Stored data:

▽

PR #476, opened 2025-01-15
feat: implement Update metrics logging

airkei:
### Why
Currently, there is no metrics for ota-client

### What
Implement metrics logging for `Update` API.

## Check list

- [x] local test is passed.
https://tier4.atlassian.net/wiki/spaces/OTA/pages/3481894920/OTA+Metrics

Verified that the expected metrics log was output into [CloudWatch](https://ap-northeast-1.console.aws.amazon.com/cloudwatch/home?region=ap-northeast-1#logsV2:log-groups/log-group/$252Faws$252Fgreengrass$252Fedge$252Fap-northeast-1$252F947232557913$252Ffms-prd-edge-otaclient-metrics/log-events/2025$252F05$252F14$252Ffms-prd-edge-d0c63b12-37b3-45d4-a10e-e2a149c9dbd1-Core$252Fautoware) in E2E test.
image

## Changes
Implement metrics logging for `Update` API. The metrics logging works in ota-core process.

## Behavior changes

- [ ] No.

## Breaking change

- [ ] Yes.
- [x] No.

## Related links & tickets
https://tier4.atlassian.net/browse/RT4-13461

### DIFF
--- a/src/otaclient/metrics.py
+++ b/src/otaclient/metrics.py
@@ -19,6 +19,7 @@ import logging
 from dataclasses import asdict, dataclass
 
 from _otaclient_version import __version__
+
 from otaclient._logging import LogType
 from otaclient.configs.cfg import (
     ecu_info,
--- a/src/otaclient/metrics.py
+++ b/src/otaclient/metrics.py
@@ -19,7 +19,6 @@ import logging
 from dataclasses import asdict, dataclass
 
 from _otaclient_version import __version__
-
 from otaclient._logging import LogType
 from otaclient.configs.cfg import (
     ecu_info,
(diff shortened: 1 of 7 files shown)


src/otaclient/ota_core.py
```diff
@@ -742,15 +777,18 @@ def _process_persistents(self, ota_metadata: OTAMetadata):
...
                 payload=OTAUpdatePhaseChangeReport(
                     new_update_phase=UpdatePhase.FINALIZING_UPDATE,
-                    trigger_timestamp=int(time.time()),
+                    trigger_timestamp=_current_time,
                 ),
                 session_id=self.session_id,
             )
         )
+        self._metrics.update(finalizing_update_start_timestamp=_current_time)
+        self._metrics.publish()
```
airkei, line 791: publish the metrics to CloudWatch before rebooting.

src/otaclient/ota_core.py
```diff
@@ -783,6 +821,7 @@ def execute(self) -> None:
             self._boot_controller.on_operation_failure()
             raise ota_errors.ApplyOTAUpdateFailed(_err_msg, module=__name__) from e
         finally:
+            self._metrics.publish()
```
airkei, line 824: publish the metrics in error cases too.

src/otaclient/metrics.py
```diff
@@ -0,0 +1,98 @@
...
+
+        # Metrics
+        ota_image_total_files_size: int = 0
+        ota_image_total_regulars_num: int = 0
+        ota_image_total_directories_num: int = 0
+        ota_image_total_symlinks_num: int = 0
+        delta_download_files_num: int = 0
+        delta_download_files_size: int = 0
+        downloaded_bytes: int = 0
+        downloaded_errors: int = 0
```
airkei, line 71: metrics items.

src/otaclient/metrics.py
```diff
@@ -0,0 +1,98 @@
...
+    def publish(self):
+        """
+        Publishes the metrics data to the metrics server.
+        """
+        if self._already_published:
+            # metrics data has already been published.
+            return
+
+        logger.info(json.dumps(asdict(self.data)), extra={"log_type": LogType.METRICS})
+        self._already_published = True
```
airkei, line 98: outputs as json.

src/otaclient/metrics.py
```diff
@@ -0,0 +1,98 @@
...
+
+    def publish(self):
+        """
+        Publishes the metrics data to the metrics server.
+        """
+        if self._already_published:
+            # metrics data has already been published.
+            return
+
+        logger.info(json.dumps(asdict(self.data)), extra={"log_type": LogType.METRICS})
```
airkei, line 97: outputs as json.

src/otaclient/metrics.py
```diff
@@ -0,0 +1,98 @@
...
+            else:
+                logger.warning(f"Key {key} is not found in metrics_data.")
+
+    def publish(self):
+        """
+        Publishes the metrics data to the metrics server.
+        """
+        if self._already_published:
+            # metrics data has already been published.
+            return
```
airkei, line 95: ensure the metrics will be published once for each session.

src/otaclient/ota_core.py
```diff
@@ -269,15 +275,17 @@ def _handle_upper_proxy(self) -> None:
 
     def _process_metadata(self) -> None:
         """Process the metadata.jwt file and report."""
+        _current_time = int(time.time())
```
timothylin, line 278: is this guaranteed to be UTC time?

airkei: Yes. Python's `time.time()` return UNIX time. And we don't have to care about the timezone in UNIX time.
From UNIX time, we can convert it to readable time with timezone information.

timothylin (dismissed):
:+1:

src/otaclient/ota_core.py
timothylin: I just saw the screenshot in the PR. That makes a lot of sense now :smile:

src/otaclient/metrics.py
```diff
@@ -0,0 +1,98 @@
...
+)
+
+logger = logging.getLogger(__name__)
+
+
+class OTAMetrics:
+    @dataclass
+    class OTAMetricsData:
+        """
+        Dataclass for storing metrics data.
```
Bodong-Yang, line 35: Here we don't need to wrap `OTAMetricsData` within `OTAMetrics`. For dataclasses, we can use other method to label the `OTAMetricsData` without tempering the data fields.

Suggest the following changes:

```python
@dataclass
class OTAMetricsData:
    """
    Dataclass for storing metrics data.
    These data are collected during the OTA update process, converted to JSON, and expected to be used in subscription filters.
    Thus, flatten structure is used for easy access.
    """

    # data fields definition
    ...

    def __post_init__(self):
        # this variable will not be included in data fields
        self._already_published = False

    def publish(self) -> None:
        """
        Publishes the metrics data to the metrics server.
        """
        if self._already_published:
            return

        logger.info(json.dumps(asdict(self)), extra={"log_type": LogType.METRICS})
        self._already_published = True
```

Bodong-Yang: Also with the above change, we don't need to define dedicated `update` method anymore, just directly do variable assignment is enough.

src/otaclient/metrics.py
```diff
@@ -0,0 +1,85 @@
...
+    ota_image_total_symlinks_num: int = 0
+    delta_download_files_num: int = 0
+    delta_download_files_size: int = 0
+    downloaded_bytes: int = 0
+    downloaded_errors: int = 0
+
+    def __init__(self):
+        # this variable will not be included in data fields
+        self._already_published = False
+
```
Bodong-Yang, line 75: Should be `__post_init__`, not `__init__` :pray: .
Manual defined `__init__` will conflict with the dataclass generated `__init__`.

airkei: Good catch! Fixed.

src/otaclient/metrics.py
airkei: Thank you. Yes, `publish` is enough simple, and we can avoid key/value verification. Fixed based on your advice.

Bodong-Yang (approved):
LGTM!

△

WHAT THE TASK ASKS
Word for word, transcribe all of the records.

SOLUTION TO THIS TASK
PR #476, opened 2025-01-15
feat: implement Update metrics logging

airkei:
### Why
Currently, there is no metrics for ota-client

### What
Implement metrics logging for `Update` API.

## Check list

- [x] local test is passed.
https://tier4.atlassian.net/wiki/spaces/OTA/pages/3481894920/OTA+Metrics

Verified that the expected metrics log was output into [CloudWatch](https://ap-northeast-1.console.aws.amazon.com/cloudwatch/home?region=ap-northeast-1#logsV2:log-groups/log-group/$252Faws$252Fgreengrass$252Fedge$252Fap-northeast-1$252F947232557913$252Ffms-prd-edge-otaclient-metrics/log-events/2025$252F05$252F14$252Ffms-prd-edge-d0c63b12-37b3-45d4-a10e-e2a149c9dbd1-Core$252Fautoware) in E2E test.
image

## Changes
Implement metrics logging for `Update` API. The metrics logging works in ota-core process.

## Behavior changes

- [ ] No.

## Breaking change

- [ ] Yes.
- [x] No.

## Related links & tickets
https://tier4.atlassian.net/browse/RT4-13461

### DIFF
--- a/src/otaclient/metrics.py
+++ b/src/otaclient/metrics.py
@@ -19,6 +19,7 @@ import logging
 from dataclasses import asdict, dataclass
 
 from _otaclient_version import __version__
+
 from otaclient._logging import LogType
 from otaclient.configs.cfg import (
     ecu_info,
--- a/src/otaclient/metrics.py
+++ b/src/otaclient/metrics.py
@@ -19,7 +19,6 @@ import logging
 from dataclasses import asdict, dataclass
 
 from _otaclient_version import __version__
-
 from otaclient._logging import LogType
 from otaclient.configs.cfg import (
     ecu_info,
(diff shortened: 1 of 7 files shown)


src/otaclient/ota_core.py
```diff
@@ -742,15 +777,18 @@ def _process_persistents(self, ota_metadata: OTAMetadata):
...
                 payload=OTAUpdatePhaseChangeReport(
                     new_update_phase=UpdatePhase.FINALIZING_UPDATE,
-                    trigger_timestamp=int(time.time()),
+                    trigger_timestamp=_current_time,
                 ),
                 session_id=self.session_id,
             )
         )
+        self._metrics.update(finalizing_update_start_timestamp=_current_time)
+        self._metrics.publish()
```
airkei, line 791: publish the metrics to CloudWatch before rebooting.

src/otaclient/ota_core.py
```diff
@@ -783,6 +821,7 @@ def execute(self) -> None:
             self._boot_controller.on_operation_failure()
             raise ota_errors.ApplyOTAUpdateFailed(_err_msg, module=__name__) from e
         finally:
+            self._metrics.publish()
```
airkei, line 824: publish the metrics in error cases too.

src/otaclient/metrics.py
```diff
@@ -0,0 +1,98 @@
...
+
+        # Metrics
+        ota_image_total_files_size: int = 0
+        ota_image_total_regulars_num: int = 0
+        ota_image_total_directories_num: int = 0
+        ota_image_total_symlinks_num: int = 0
+        delta_download_files_num: int = 0
+        delta_download_files_size: int = 0
+        downloaded_bytes: int = 0
+        downloaded_errors: int = 0
```
airkei, line 71: metrics items.

src/otaclient/metrics.py
```diff
@@ -0,0 +1,98 @@
...
+    def publish(self):
+        """
+        Publishes the metrics data to the metrics server.
+        """
+        if self._already_published:
+            # metrics data has already been published.
+            return
+
+        logger.info(json.dumps(asdict(self.data)), extra={"log_type": LogType.METRICS})
+        self._already_published = True
```
airkei, line 98: outputs as json.

src/otaclient/metrics.py
```diff
@@ -0,0 +1,98 @@
...
+
+    def publish(self):
+        """
+        Publishes the metrics data to the metrics server.
+        """
+        if self._already_published:
+            # metrics data has already been published.
+            return
+
+        logger.info(json.dumps(asdict(self.data)), extra={"log_type": LogType.METRICS})
```
airkei, line 97: outputs as json.

src/otaclient/metrics.py
```diff
@@ -0,0 +1,98 @@
...
+            else:
+                logger.warning(f"Key {key} is not found in metrics_data.")
+
+    def publish(self):
+        """
+        Publishes the metrics data to the metrics server.
+        """
+        if self._already_published:
+            # metrics data has already been published.
+            return
```
airkei, line 95: ensure the metrics will be published once for each session.

src/otaclient/ota_core.py
```diff
@@ -269,15 +275,17 @@ def _handle_upper_proxy(self) -> None:
 
     def _process_metadata(self) -> None:
         """Process the metadata.jwt file and report."""
+        _current_time = int(time.time())
```
timothylin, line 278: is this guaranteed to be UTC time?

airkei: Yes. Python's `time.time()` return UNIX time. And we don't have to care about the timezone in UNIX time.
From UNIX time, we can convert it to readable time with timezone information.

timothylin (dismissed):
:+1:

src/otaclient/ota_core.py
timothylin: I just saw the screenshot in the PR. That makes a lot of sense now :smile:

src/otaclient/metrics.py
```diff
@@ -0,0 +1,98 @@
...
+)
+
+logger = logging.getLogger(__name__)
+
+
+class OTAMetrics:
+    @dataclass
+    class OTAMetricsData:
+        """
+        Dataclass for storing metrics data.
```
Bodong-Yang, line 35: Here we don't need to wrap `OTAMetricsData` within `OTAMetrics`. For dataclasses, we can use other method to label the `OTAMetricsData` without tempering the data fields.

Suggest the following changes:

```python
@dataclass
class OTAMetricsData:
    """
    Dataclass for storing metrics data.
    These data are collected during the OTA update process, converted to JSON, and expected to be used in subscription filters.
    Thus, flatten structure is used for easy access.
    """

    # data fields definition
    ...

    def __post_init__(self):
        # this variable will not be included in data fields
        self._already_published = False

    def publish(self) -> None:
        """
        Publishes the metrics data to the metrics server.
        """
        if self._already_published:
            return

        logger.info(json.dumps(asdict(self)), extra={"log_type": LogType.METRICS})
        self._already_published = True
```

Bodong-Yang: Also with the above change, we don't need to define dedicated `update` method anymore, just directly do variable assignment is enough.

src/otaclient/metrics.py
```diff
@@ -0,0 +1,85 @@
...
+    ota_image_total_symlinks_num: int = 0
+    delta_download_files_num: int = 0
+    delta_download_files_size: int = 0
+    downloaded_bytes: int = 0
+    downloaded_errors: int = 0
+
+    def __init__(self):
+        # this variable will not be included in data fields
+        self._already_published = False
+
```
Bodong-Yang, line 75: Should be `__post_init__`, not `__init__` :pray: .
Manual defined `__init__` will conflict with the dataclass generated `__init__`.

airkei: Good catch! Fixed.

src/otaclient/metrics.py
airkei: Thank you. Yes, `publish` is enough simple, and we can avoid key/value verification. Fixed based on your advice.

Bodong-Yang (approved):
LGTM!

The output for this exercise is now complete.